Thursday, October 29, 2015

Love as a cycle of gaining and losing, joy and sorrow

We will feel togetherness and separateness. We will gain and lose. This in itself is love, as per Richard Powers: "Love is the feedback cycle of longing, belonging, loss. Anti-Hebbian: the firing links get weaker."

And as per Frank S. Robinson:

"Love is also a feedback loop. You push each other's buttons, doing and saying things that feed the attraction. Sometimes it can even be intensified by indifference or rejection, making the person seem even more desirable. But positive feedback works better. The fact is that, generally, we want to be in love, and given halfway reasonable material to work with, our psyches will try to make it happen."

Or that feedback loop, that cycle, whatever it really is, may be rationalized or explained by love, or called by the name of love, as per Albert Camus: "We have to fall in love if only to provide an alibi for the random despair we were going to feel anyway."

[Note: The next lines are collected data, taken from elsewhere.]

PR #1436, opened 2015-07-31
Adding enum documentation

mtdowling:
This PR adds enum documentation to parameters.

screen shot 2015-07-30 at 10 11 58 pm

screen shot 2015-07-30 at 10 11 50 pm

### DIFF
--- a/awscli/clidocs.py
+++ b/awscli/clidocs.py
@@ -14,6 +14,7 @@ import logging
 import os
 from botocore import xform_name
 from botocore.docs.bcdoc.docevents import DOC_EVENTS
+from botocore.model import StringShape
 
 from awscli import SCALAR_TYPES
 from awscli.argprocess import ParamShorthandDocGen
@@ -160,6 +161,7 @@ class CLIDocumentEventHandler(object):
         doc.write('%s (%s)\n' % (name, argument.cli_type_name))
         doc.style.indent()
         doc.include_doc_string(argument.documentation)
+        self._document_enums(argument, doc)
         doc.style.dedent()
         doc.style.new_paragraph()
 
@@ -176,6 +178,19 @@ class CLIDocumentEventHandler(object):
             text=related_item
         )
         doc.write('\n')
+
+    def _document_enums(self, argument, doc):
+        """Documents top-level parameter enums"""
+        if hasattr(argument, 'argument_model'):
+            model = argument.argument_model
+            if isinstance(model, StringShape):
+                if model.enum:
+                    doc.style.new_paragraph()
+                    doc.write('Possible values:')
+                    doc.style.start_ul()
+                    for enum in model.enum:
+                        doc.style.li('``%s``' % enum)
+                    doc.style.end_ul()
 
 
 class ProviderDocumentEventHandler(CLIDocumentEventHandler):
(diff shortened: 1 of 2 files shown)


awscli/clidocs.py
```diff
@@ -159,6 +159,7 @@ def doc_option(self, arg_name, help_command, **kwargs):
             name = '``%s``' % argument.cli_name
         doc.write('%s (%s)\n' % (name, argument.cli_type_name))
         doc.style.indent()
+        self._document_enums(argument, doc)
```
kyleknap: I feel that it may look better if the enum values are documented after the doc string. Thoughts?

awscli/clidocs.py
```diff
@@ -177,6 +178,19 @@ def doc_relateditem(self, help_command, related_item, **kwargs):
         )
         doc.write('\n')
 
+    def _document_enums(self, argument, doc):
+        """Documents top-level parameter enums"""
+        model = getattr(argument, 'argument_model', {})
+        metadata = getattr(model, 'metadata', {})
+        enums = metadata.get('enum', [])
```
kyleknap: What is the reason in not using the work you did for this PR: https://github.com/boto/botocore/pull/608/files here? I also noticed the use of enum values in the JSON syntax related methods such as here: https://github.com/aws/aws-cli/blob/develop/awscli/clidocs.py#L43. It would be nice if we used what you added there as well.

tests/unit/test_clidocs.py
```diff
@@ -156,6 +161,25 @@ def test_breadcrumbs_wait_command_html(self):
...
+        help_command.arg_table = arg_table
+        operation_model = mock.Mock()
+        operation_model.service_model.operation_names = []
+        help_command.obj = operation_model
+        operation_handler = OperationDocumentEventHandler(help_command)
+        operation_handler.doc_option('arg-name', help_command)
+        self.assertTrue(
+            _rendered_docs_contains(help_command,
+                                    'Possible values:'))
+
```
kyleknap: Can we make sure that one of the enum values are included as well like ``Foo``?

kyleknap:
It looked fine. I had a couple of questions though that I would like answered first.

awscli/clidocs.py
jamesls: Yeah I agree with that.  Seems like the AWS API reference docs put the enums/metadata after the doc strings (e.g http://docs.aws.amazon.com/AWSCloudFormation/latest/APIReference/API_CreateStack.html)

tests/unit/test_clidocs.py
```diff
@@ -35,12 +42,6 @@ def setUp(self):
         self.operation_handler = OperationDocumentEventHandler(
             self.help_command)
 
-    def assert_rendered_docs_contain(self, expected):
```
jamesls: What about just extracting a base test class with this assertion method so the two test classes can share?

assertIn() will show the expected and the contents in the error message on test failure.  With `assertTrue(_rendered_docs_contains)` we'll just get "Assertion error: False is not True".

jamesls:
Also agree with Kyle's comments.  Otherwise looks good.

mtdowling:
I've updated the PR based on all of the feedback.

mtdowling:
Look good now, Kyle?

jamesls:
:shipit:

kyleknap:
Thanks! :ship:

In any case, it is an experience we share in common. H. Jackson Brown, Jr.: "Remember that everyone you meet is afraid of something, loves something, and has lost something."

On one interpretation, we must earn what is good and important in our lives, as stated by a character in a novel by Gregory David Roberts, and we earn it through love.

"I think that we all, each one of us, we all have to earn our future," she said slowly. I think the future is like anything else that's important. It has to be earned. If we don't earn it, we don't have a future at all. And if we don't earn it, if we don't deserve it, we have to live in the present, more or less forever. Or worse, we have to live in the past. I think that's probably what love is – a way of earning the future."

If this is true, then we cannot be cautious about it. Bertrand Russell: "Of all forms of caution, caution in love is perhaps the most fatal to true happiness." And yet, the novelist Iain Pears: "You make her unhappy, then painted her sadness. That was cruel of you. You can love someone and make them unhappy..."

Sources

Richard Powers. Galatea 2.2. New York: Farrar Straus Giroux, 1995. p. 152.

Frank S. Robinson. The Case for Rational Optimism. New Brunswick, N.J. and London: Transaction Publishers, 2009. p. 109.

Albert Camus, quoted in the Prospect (U.K.), quoted in The Week, Aug. 22, 2014, p. 17.

H. Jackson Brown Jr. Quoted on the "Sunbeams" page of The Sun, February 2006, p. 48.

Gregory David Roberts. Shantaram. New York: St. Martin's Griffin, 2003. p. 91.

Bertrand Russell, quoted in the Associated Press, quoted in The Week, Aug. 29, 2014, p. 17.

The character of Julia, to a painter. Iain Pears. The Dream of Scipio. New York: Riverhead Books, 2002. p 101.